A little late, I realize, but I had to finish college before playing this amazing game. So, read as you will. 


I think that Portal 2's greatest adversary is Portal, or at least the perception of the first game.  Let me talk about that perception and what I think (hereafter considered "The Truth"). Portal and Portal 2 are great because they set expectations, reverse them, and are still true to themselves. 

Okay, heady analysis incoming. 

What Portal Did

In Portal, assuming you as a player have no knowledge of the game's nature before playing it, you are expecting a puzzle game with a nifty looking portal gun. GLaDOS slowly reveals herself, through her inability to hide her maliciousness in her warnings and mind games, as an antagonist. Valve's trademark pathing leads you to hidden recesses where the rat man and his foreboding artwork appears. 
 Rat Man's work is not so much hidden as it has the appearance of being hidden
 Rat Man's work is not so much hidden as it has the appearance of being hidden

And all this happens while you do what you expected (as you said): use portals, buttons, moving platforms, opening doors, disintegration fields, cubes, and energy orbs, slowly introduced and combined, to move through spaces. You, and Chell, move from willing test subject, to wary test subject, to revolutionary without a means to fight, to revolutionary ironically empowered as GLaDOS thinks she has won, to vanquisher of evil. No one tells you how to feel, but you do feel. 

However, the puzzles are only minorly dynamic with the story. Think about it. If we consider the escape sequence to be Chell acting of her own accord with her own goal (destroy GLaDOS and/or escape), then only the most rudimentary of the skills in the test chambers themselves are useful in this sequence. Most prominent in the escape is the new "rocket" tool. Otherwise, you are simply placing portals where the walls allow you to (see escape sequences in Portal 2), timing mechanical crushers, and occasionally using the "momentum fling" move.  
"We'll help you here" - Valve

The tests, then, are complicated in a way the escape never is, and that is exactly the point. GLaDOS, as shown more clearly in Portal 2, is frustrated by your continued success at her tests, so she tries to throw you off. But, in all honesty, playing Portal again recently, the final puzzles are not all that difficult, no matter the crazy solutions people have devised. I think this is somewhere people look back on Portal with rose-tinted glasses. It was not and is not a difficult game. Its most challenging puzzles were outside the narrative as DLC. The game itself is remarkable for its teaching rather than its difficulty.   Portal can be conquered by basically anyone because the game so acutely teaches the player how to think with portals. You conquer GLaDOS because Valve helps you to do so. Your only adversary is your own intuition about what to do next, an obstacle which Valve helps you overcome. Great players can do what Valve does not expect. But non-geniuses like me can play the game as Valve expected, and the enjoy the hell out of it. 

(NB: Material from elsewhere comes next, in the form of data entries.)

PR #6086, opened 2026-07-08
Paste images into chat inputs

janicduplessis:
Fixes TLON-6143

## Summary

Pasting an image into the native chat/DM composer now attaches it inline, matching what web already does. This removes the "Paste from Clipboard" item in the `+` attachment menu, which was a workaround for the native `TextInput` not being able to receive a pasted image.

## Changes

The active chat composer (`BareChatInput`) is a plain React Native `TextInput`, which can't surface pasted image data.

- **`PasteableTextInput` wrapper** — a `.native.tsx` / `.tsx` platform split. Native renders `PasteInput` from `@mattermost/react-native-paste-input` (a drop-in `TextInput` replacement with an `onPaste` callback); web/default renders the plain `TextInput`. The split keeps the native module out of the web (vite) bundle — it's imported only from the `.native.tsx` file.
- **Paste handling** — `onPaste` filters to image files, resolves dimensions via the existing `imageSize` util, and adds each as an attachment using the same shape the web `usePasteHandler` already produces (`{ type: 'image', file: { uri, width, height, mimeType, fileSize } }`). Web is unchanged; native paste is image-only (web additionally accepts pasted video, as before).
- **Workaround removed** — the "Paste from Clipboard" action and its `clipboardUtils` image helpers are deleted. `expo-clipboard` stays (still used by copy actions, invite screens, etc.); only the image-specific helpers are gone.
- **Scope note (behavior change):** the removal applies everywhere the shared attachment sheet is used. The long-form/notebook/gallery inputs are a WebView editor that `react-native-paste-input` can't cover, so they **lose clipboard-paste** — they keep the picker and file upload.
- **iOS native** — registers the paste-input module in `AppDelegate` (after `startReactNative`), plus a local `pnpm` patch to the library. Without the patch, paste silently never works on iOS: `PasteInputModule` captures `reactHost` once in `+setup:`, but under Expo (bridgeless) the `RCTHost` is created lazily *after* that call, so the Fabric surface presenter can't be resolved and the paste swizzle is never installed. The patch re-reads `reactHost` from the `rootViewFactory` lazily at lookup time. Documented in `patches/README.md`; upstream fix filed as [mattermost/react-native-paste-input#56](https://github.com/mattermost/react-native-paste-input/pull/56).

## How did I test?

Device-verified image paste end to end on **RN 0.85.3 / Expo SDK 56 (New Arch)**:

- **iOS** (simulator): copy an image → paste in a chat → attaches as a preview chip and sends.
- **Android** (emulator): copy an image (Gboard clipboard → IME `commitContent`) → attaches. Screenshot below.
- `+` menu no longer shows "Paste from Clipboard"; the other items (Photo Library, Take a Photo, Upload a File, Voice Memo) remain.
- Unit tests for the paste→attachment conversion (Vitest, 3 cases: image conversion, non-image ignored, dimension fallback). `pnpm -r tsc` and `packages/app` lint are clean; the `packages/app` Vitest suite passes.

Android — pasted image attached in the composer

## Risks and impact

- Safe to rollback without consulting PR author? **Yes** — self-contained, no migrations or state changes.
  - [x] Other: chat message composer (input + attachments)

- **iOS depends on a local patch** to `react-native-paste-input` (the bridgeless `reactHost` fix above). It's a 3-line, no-op-on-non-Expo change; remove once [upstream #56](https://github.com/mattermost/react-native-paste-input/pull/56) ships. `findNodeHandle` (upstream #55) was evaluated and is **not** needed here — on RN 0.85 the input's `__nativeTag` is populated.
- **Scope:** non-chat WebView inputs (notebook/gallery/long-form) lose clipboard-paste; they keep the image picker and file upload.

## Rollback plan

Revert the PR. No migrations or persisted-state changes. The revert restores the "Paste from Clipboard" menu item and removes the local patch. Other devs need `pnpm install` (applies/removes the patch) + a native rebuild.

## Screenshots / videos

Android paste (image attached) shown above. iOS verified on the simulator with the same flow.


wca4a:
this would be amazing

dnbrwstr (approved):

PR #6088, opened 2026-07-08
chore: migrate to TypeScript 7 and oxc toolchain (oxlint, oxfmt, tsdown)

janicduplessis:
## Summary

Upgrades the workspace to **TypeScript 7** (the native `tsgo` compiler, published as `typescript@7.0.2`) and replaces the build/lint/format tooling that TS 7 breaks. TS 7 removed the legacy JavaScript compiler API (`require('typescript')` now exposes only `version`), so everything that consumed it — typescript-eslint, tsup's `rollup-plugin-dts`, prettier's TS integration — no longer runs. Rather than pin those tools to an old TS, this moves the toolchain to the oxc stack (**oxlint + oxfmt + tsdown**), none of which touch the TS API.

## Changes

- **TypeScript 7.** Bumps the `typescript` override to `7.0.2`. Migrates tsconfigs off options TS 7 removed (`baseUrl`, `downlevelIteration`, `moduleResolution: node`), makes `paths` relative, and adds `skipLibCheck` to the desktop solution config.
- **Genuine type fixes.** TS 7's checker is stricter; fixes span FlashList/`ListRenderItem` generics, query-fn nullability, `ComponentType` prop constraints, null-vs-undefined variance, and IPC/`better-sqlite3` typing in desktop main. No `as any` / `@ts-ignore`.
- **react-navigation.** Its types aren't TS-7-compatible yet (upstream fix in-flight but unreleased — react-navigation/react-navigation#13163). The ~56 resulting errors are quarantined behind `@ts-expect-error` comments referencing that PR. `@ts-expect-error` self-fails once the directive is unnecessary, so they flag themselves for removal the moment a compatible react-navigation ships.
- **Lint → oxlint.** Replaces ESLint + typescript-eslint. Our custom `no-restricted-syntax` guards (the TLON-5598 `navigate()`/`pop:true` rule, `getToken`→`getTokenValue`, `onPress`-on-`Stack` ban, `CommonActions.reset` ban) and the api/shared import boundaries have no native oxlint equivalent, so they're reimplemented as a local oxlint JS plugin (`oxlint/tlon-plugin.cjs`) loaded via `jsPlugins`. `pnpm -r lint` is unchanged.
- **Format → oxfmt.** Prettier config migrated to `.oxfmtrc.json`; oxfmt also handles import-order, replacing the `@trivago` plugin. Scoped to code files; the one-time reformat touches ~5% of `.ts/.tsx`. CI's format step now runs `pnpm format:check`.
- **`packages/api` build → tsdown.** Replaces tsup. Uses `dts: { tsgo: true }` so declaration bundling runs through the native compiler instead of `rollup-plugin-dts`; output extensions kept as `.js`/`.d.ts` so the published package's `exports` are unchanged.
- **Patch `@tamagui/build`.** Guards a module-level `ts.sys` access so `tamagui-build --skip-types` (the `@tloncorp/ui` build) doesn't crash on load under TS 7.

## How did I test?

All CI-equivalent gates run locally and green:

- `pnpm install`, `pnpm -r tsc` (tsgo, **0 errors across all 8 packages** incl. `tsc -b` desktop), `pnpm -r lint` (oxlint, 0 errors), `pnpm format:check` (oxfmt, clean).
- Builds: `build:editor`, `build:packages` (incl. tamagui `ui`), `build:web`, desktop `build:ts`, tlon-skill `build:smoke`. Tests: `shared` + `app` pass.
- The custom-guard oxlint plugin is verified firing on fixtures, including the `pop:true` escape-hatch and `as never` cast handling.

**Not run locally:** the full `build:mobile` metro bundle (heavy; metro/babel don't touch the TS API and mobile typechecks clean, so low risk — relying on CI).

## Risks and impact

Foundational change — it touches the whole repo's toolchain, so the blast radius is every build/lint/format path. Worst cases are mostly "a tool misbehaves", not runtime app breakage:

- **Web tamagui falls back to runtime styling under TS 7 (perf deopt, not breakage).** `build:web` succeeds and produces a working bundle, but tamagui's vite-plugin config bundling hits the same missing-TS-API wall (`ts.sys.fileExists`), so compile-time style extraction is off until tamagui ships TS-7 support. This is the most consequential real-world side effect and worth QA on web perf.
- **oxlint custom rules depend on `jsPlugins`, which is alpha** (not semver-stable). If it regresses, only our custom guards are affected; the rest of linting is native. The guards are behavior-verified in this PR.
- **oxfmt is young (v0.58).** It's scoped to `.ts/.tsx/.js` only — YAML/markdown/JSON/openapi specs are left to their existing formatting.
- **react-navigation typings** are suppressed, not fixed — see above; they self-flag for cleanup on the upstream release.

- Safe to rollback without consulting PR author? **Yes** — it's a revert of the toolchain swap (mechanical), though the revert diff is large because of the one-time reformat.
  - [ ] Onboarding
  - [ ] State / providers
  - [ ] Message sync
  - [ ] Channel display
  - [ ] Notifications
  - [x] Other: **build/lint/format toolchain + TypeScript version** (no product logic changes beyond type annotations)

## Rollback plan

Revert the PR. That restores the `typescript@5.9` override, the ESLint/Prettier configs and deps, the tsup api build, and removes the oxc configs and the tamagui patch. No data/migration state involved.

## Screenshots / videos

N/A — tooling and type-level change, no user-facing UI difference.


Valiums:
Following up on [the Blacksmith failure report](https://github.com/tloncorp/tlon-apps/pull/6088#issuecomment-5608080411): the quick group is visible in the failure screenshot, but the test expects `ChatListItem-Untitled group-unpinned` while the trace shows `ChatListItem--unpinned`.

Quick groups have an empty title. The UI displays the fallback “Untitled group”, but the test ID uses the raw title (`??` preserves an empty string). The rendered ID and the test selector need to be aligned to resolve this timeout.

PR #6089, opened 2026-07-09
fix ios mention insertion spacing

wca4a:
Fixes TLON-6141

## What changed

- Return the selected mention replacement text together with the intended cursor position from the bare chat input mention hook.
- On native platforms, push both the updated text and selection into the `TextInput` via `setNativeProps` after a mention is selected.
- Replace any overlapping mention metadata when selecting a mention, so repeat selection at the same range cannot render duplicated mention chips.

## Why

On iOS, selecting a mention visually inserted the mention but left the native input buffer/caret at the end of the mention text with no effective trailing separator. The next typed characters attached to the mention and could break the mention span. If the same selection fired again over the same range, the hook also appended duplicate mention metadata, which could make the mention appear to replicate while typing.

## Impact

After selecting a mention suggestion, the caret lands after the inserted trailing space so continued typing starts as normal text while the mention metadata remains intact. Re-selecting a mention over the same text range replaces the existing mention record instead of duplicating it.

## Validation

- Confirmed the supplied screen recordings reproduced the missing separator/caret behavior and duplicate rendered mention behavior.
- `git diff --check`
- `pnpm --filter '@tloncorp/app' exec eslint ui/components/BareChatInput/index.tsx ui/components/BareChatInput/useMentions.tsx` passed with existing warnings only.
- `pnpm run build:editor`
- `pnpm --filter '@tloncorp/app' tsc`


wca4a:
@codex review

dnbrwstr (approved):
I'd fix the codex comment, otherwise looks fine to me.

The genius of Portal is twofold. It has mechanical genius. The portal concept is cool. It's new, it's fun, it feels free but is actually astutely restrained. The traditional placing things on button and platforming across moving platforms mechanic become invigorated with the addition of portals. It also has storytelling genius, adding a malevolent air to the tests and the AI, an absurdism to kind turrets, and a fascination to behind the scenes details. Portal 2 is better.

What makes Portal 2 better (here there be spoilers)

As Valve says in one of the commentary nodes, Portal 2 could not rest on the laurels of Portal. It could not be a game steeped in purely inferential storytelling or be lost in meme rehashing. Portal gave us established characters and character relationships with GLaDOS and Chell, as well as an established setting and organization in Aperture. 

In part, Portal 2 adds to these established bits by giving GLaDOS a character journey with Chell, revealing Aperture's history, and showing more of just what the testing facility is. 
GLaDOS gains humanity as a potato, uses it, then rejects it. Brilliant. 
GLaDOS gains humanity as a potato, uses it, then rejects it. Brilliant. 

GLaDOS learns of her origin as Caroline, softens, then erases her softened spot. Her vitriol at the beginning, fall to Potato form, vague assistance, and calculated expulsion of you from the facility, work in tandem to reveal her capacity to care, but choice to revert to testing without complication (robots instead of a human). I love that character arc. She learns to appreciate you, at the very least, as a complication, which is cold praise, but still praise. 

The slow rebuilding of the center, with the mechanical arms making new what was overgrown and decrepit, is both invigorating and frustrating. I saw the machinations behind the test rooms, which gave me understanding of my environment. And I was happily frustrated as the test rooms returned to their immaculate state, erasing time and difference and any evidence of change. That imagery worked brilliantly with the story's regressive themes as Chell is forced to test over and over again.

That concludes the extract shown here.